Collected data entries
——

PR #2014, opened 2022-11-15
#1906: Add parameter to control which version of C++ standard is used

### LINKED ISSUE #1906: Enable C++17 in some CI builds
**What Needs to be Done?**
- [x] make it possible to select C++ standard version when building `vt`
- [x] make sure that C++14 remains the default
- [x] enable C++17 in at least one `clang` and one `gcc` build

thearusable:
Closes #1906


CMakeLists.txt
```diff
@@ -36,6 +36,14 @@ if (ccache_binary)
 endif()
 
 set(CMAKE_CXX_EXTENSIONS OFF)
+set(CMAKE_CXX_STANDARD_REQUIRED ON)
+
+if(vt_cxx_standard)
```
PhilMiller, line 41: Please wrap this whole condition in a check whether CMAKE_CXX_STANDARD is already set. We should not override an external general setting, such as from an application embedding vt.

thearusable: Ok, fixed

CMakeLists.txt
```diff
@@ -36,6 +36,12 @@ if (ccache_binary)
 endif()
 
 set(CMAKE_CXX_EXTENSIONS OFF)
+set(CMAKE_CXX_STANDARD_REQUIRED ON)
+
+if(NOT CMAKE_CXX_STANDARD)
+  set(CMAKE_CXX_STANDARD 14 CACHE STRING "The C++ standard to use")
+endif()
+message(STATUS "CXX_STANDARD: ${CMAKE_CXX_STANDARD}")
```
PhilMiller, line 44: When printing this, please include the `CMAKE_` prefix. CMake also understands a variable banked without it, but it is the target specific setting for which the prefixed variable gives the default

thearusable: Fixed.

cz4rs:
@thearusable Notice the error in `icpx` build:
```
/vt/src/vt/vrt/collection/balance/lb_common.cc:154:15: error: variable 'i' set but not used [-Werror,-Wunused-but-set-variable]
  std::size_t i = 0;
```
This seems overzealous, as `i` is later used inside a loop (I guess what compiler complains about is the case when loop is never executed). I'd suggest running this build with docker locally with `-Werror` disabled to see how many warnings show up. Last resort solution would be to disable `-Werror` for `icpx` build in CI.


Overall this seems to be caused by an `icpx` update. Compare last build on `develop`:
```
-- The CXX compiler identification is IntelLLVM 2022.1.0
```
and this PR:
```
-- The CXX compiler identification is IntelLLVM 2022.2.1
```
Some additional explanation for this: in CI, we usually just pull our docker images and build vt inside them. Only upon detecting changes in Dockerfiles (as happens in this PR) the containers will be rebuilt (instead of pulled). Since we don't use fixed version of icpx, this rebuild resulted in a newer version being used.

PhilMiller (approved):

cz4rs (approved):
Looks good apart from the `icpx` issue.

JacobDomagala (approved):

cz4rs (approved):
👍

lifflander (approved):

——

What you need to do:
Copy out the lines of the data where the string "setting" occurs.

Task output:
PhilMiller, line 41: Please wrap this whole condition in a check whether CMAKE_CXX_STANDARD is already set. We should not override an external general setting, such as from an application embedding vt.
PhilMiller, line 44: When printing this, please include the `CMAKE_` prefix. CMake also understands a variable banked without it, but it is the target specific setting for which the prefixed variable gives the default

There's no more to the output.